Pursuant to paragraphs A.3 and B.8 of the Model Code, a director of a listed issuer is prohibited from dealing in the shares of the issuer during the blackout period (i.e. the period commencing one month immediately preceding the earlier of: (i) the date of the board meeting at which the issuer’s results are approved; and (ii) the deadline for publication of the results, and ending on the date of the results announcement) unless the circumstances are exceptional.  A director must not deal in the issuer’s shares without first notifying the chairman or the designated director in writing and receiving a dated written acknowledgement.

The Company’s interim results for the six months ended 31 December 2005 were approved and published on 14 March 2006. The blackout period prohibiting the Company’s directors from dealing in the Company’s shares commenced one month immediately preceding 14 March 2006 and ended on 14 March 2006.  Mr Yi disposed of 157,830,000 shares of the Company within the blackout period on 2 March 2006, without first notifying in writing the chairman or other designated director and obtaining a dated written acknowledgement.

Mr Yi admitted his breaches of the Exchange Listing Rules.

Decision

The Listing Committee concluded that Mr Yi was in breach of the following:

(i)  paragraphs A.3 and B.8 of the Model Code; and

(ii) the Director’s Undertaking to comply to the best of his ability with the Exchange Listing Rules and to use his best endeavours to procure the Company’s compliance with the Exchange Listing Rules.

The Listing Committee decided to impose a public statement which involves criticism on Mr Yi for the said breaches.   Further, the Listing Committee directs that, as a pre-requisite of any future appointment(s) of Mr Yi as a director of any company listed on the Exchange, he must first obtain a minimum of 40 hours of training on the Exchange Listing Rules compliance as may be appropriate for a person with no knowledge of the Exchange Listing Rules.  Such training should be provided by training provider(s) acceptable to the Listing Division.

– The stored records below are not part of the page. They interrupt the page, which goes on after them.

PR #3825, opened 2023-06-23
`<mdspan>`: Make `extents` truly empty when `rank_dynamic() == 0`

JMazurkiewicz:
* Introduce `_Calculate_rank_dynamic` template variable for easier `rank_dynamic()` computations,
* Introduce `_Maybe_empty_array` - a base class for `std::extents` and (in the future) for `std::layout_stride::mapping`,
* Remove `extents::_Static_extents_only` and `extents::_Dynamic_extents`,
* Add tests.

### DIFF
--- a/stl/inc/mdspan
+++ b/stl/inc/mdspan
@@ -25,19 +25,19 @@ _STL_DISABLE_CLANG_WARNINGS
 #undef new
 
 _STD_BEGIN
-template <class _IndexType, size_t _RankDynamic>
-struct _Dynamic_extents_array {
-    array<_IndexType, _RankDynamic> _Dynamic_extents{};
+template <class _IndexType, size_t _Size>
+struct _Maybe_empty_array {
+    array<_IndexType, _Size> _Array{};
 };
 
 template <class _IndexType>
-struct _Dynamic_extents_array<_IndexType, 0> {};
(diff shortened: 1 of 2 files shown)


stl/inc/mdspan
```diff
@@ -25,9 +25,19 @@ _STL_DISABLE_CLANG_WARNINGS
...
+template <class _IndexType, size_t _Size>
+struct _Maybe_empty_array {
+    array<_IndexType, _Size> _Array{};
+};
+
+template <class _IndexType>
+struct _Maybe_empty_array<_IndexType, 0> {};
+
+template <size_t... _Extents>
+inline constexpr size_t _Calculate_rank_dynamic = ((_Extents == dynamic_extent) + ... + 0);
```
StephanTLavavej, line 37: Suggestion: This is adding `bool`s which is kind of weird. On left 43 / right 53 there used to be a `static_cast` making this clearer. I think a `static_cast<size_t>` could help make things clearer here (a rare case where adding unnecessary code might be a good idea).

StephanTLavavej (approved):

StephanTLavavej:
Awesome, thank you! I had one suggestion for followup. :heart_eyes_cat: :tada:

PR #3846, opened 2023-07-01
Status Chart: Add C++26 line

StephanTLavavej:
* Weekly updates.
* Dependency updates.
* As Node.js 20 is the latest major version, mention it in `README.md` and require it in `compile-typescript.yml`. (The current version is 20.4.0 but we don't need to be that specific.)
* In `.vscode/settings.json`, we don't need to set `C_Cpp.autoAddFileAssociations`. This branch doesn't contain any C++ files that could cause the Microsoft C/C++ Extension to want to modify `settings.json`. (This was a relic of how `gh-pages` was initially derived from `main`.)
* Add a cxx26 line. While we aren't yet accepting C++26 PRs in general, the work is still accumulating. This also properly excludes C++26 features from the overall number of non-feature/non-LWG issues.
  + We have a limited number of nice colors from Primer CSS, so I've chosen to simply "rotate" back to the C++17 color. I didn't bother to make lines dashed, since there's plenty of separation between C++17 and C++26 to avoid any visual ambiguity.
  + Note that for the labels (mentioned once, near "avoid double-counting"), we are using different colors than the chart lines; the repo is using the same color for C++20 and C++26, so I have mirrored that here.

Because this involves coordinated changes between TS and HTML, there's a "REGEN BEFORE MERGING" commit that will accumulate merge conflicts.

:chart_with_upwards_trend: Live preview: [stephantlavavej.github.io/STL/](https://stephantlavavej.github.io/STL/)
===


StephanTLavavej:
Rebased and updated the weekly data and dependencies again. (As usual, the Status Chart is a special exception to our policy of discouraging force-pushes in active PRs.)

barcharcraz (approved):

PR #3847, opened 2023-07-05
`<mdspan>`: More EBO

JMazurkiewicz:
* Add new base classes required for EBO implementation:
  * `_Maybe_fully_static_extents` - EBO for `layout_left::mapping`,`layout_right::mapping` and `layout_stride::mapping`,
  * `_Mdspan_mapping_base` - EBO for `mdspan` (`_Map` member only),
  * `_Mdspan_accessor_base` - EBO for `mdspan` (`_Acc` member only),
* Add `/* [[no_unique_address]] */` comments when EBO cannot be applied.
  * Ideally we would get rid of those base classes and just use this attribute (see #1364).
* Drive-by: address comment from #3825 (`static_cast<size_t>` in `_Calculate_rank_dynamic`).
* Add tests.

### DIFF
--- a/stl/inc/mdspan
+++ b/stl/inc/mdspan
@@ -456,7 +456,7 @@ struct _Maybe_fully_static_extents<_Extents> {
     template <class _OtherExtents>
     constexpr explicit _Maybe_fully_static_extents([[maybe_unused]] const _OtherExtents& _Exts_) {
 #if _CONTAINER_DEBUG_LEVEL > 0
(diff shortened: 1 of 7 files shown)


StephanTLavavej (approved):

StephanTLavavej:
Thanks! Noticed a couple of issues in test comments that can be fixed in a followup PR, but they weren't worth resetting testing. :heart_eyes_cat:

For the avoidance of doubt, the Exchange confirms that the public statement which involves criticism only applies to Mr Yi and not to the Company or any other past or present member of the Board of Directors of the Company.

Richard Williams, Head of Listing, commented: “The importance of the Model Code requirements of the Exchange Listing Rules relating to directors dealings in securities of the companies of which they are directors cannot be overstated.  The rule provisions seek to promote transparency in personal share dealings by directors and to ensure that dealings do not take place while directors are in a privileged position.  Failure to adhere to those obligations carries potential implications for market confidence and integrity.  Directors must familiarise themselves with these important obligations and ensure that they, and the company of which they are an officer, are in a position to perform them.

Another important regulatory message to emerge from this decision lies in the requirement of training for Mr Yi who has resigned as director of the Company.  The Committee was clearly concerned with the extent of Mr Yi’s knowledge and understanding of his listing obligations and for that reason, if he should wish to become a director of a Hong Kong listed company again in the future must undergo formal training.  The observance of this requirement will be a factor in the Division’s assessment of Mr Yi’s satisfaction of rule 3.09 in the event that such an application is made.”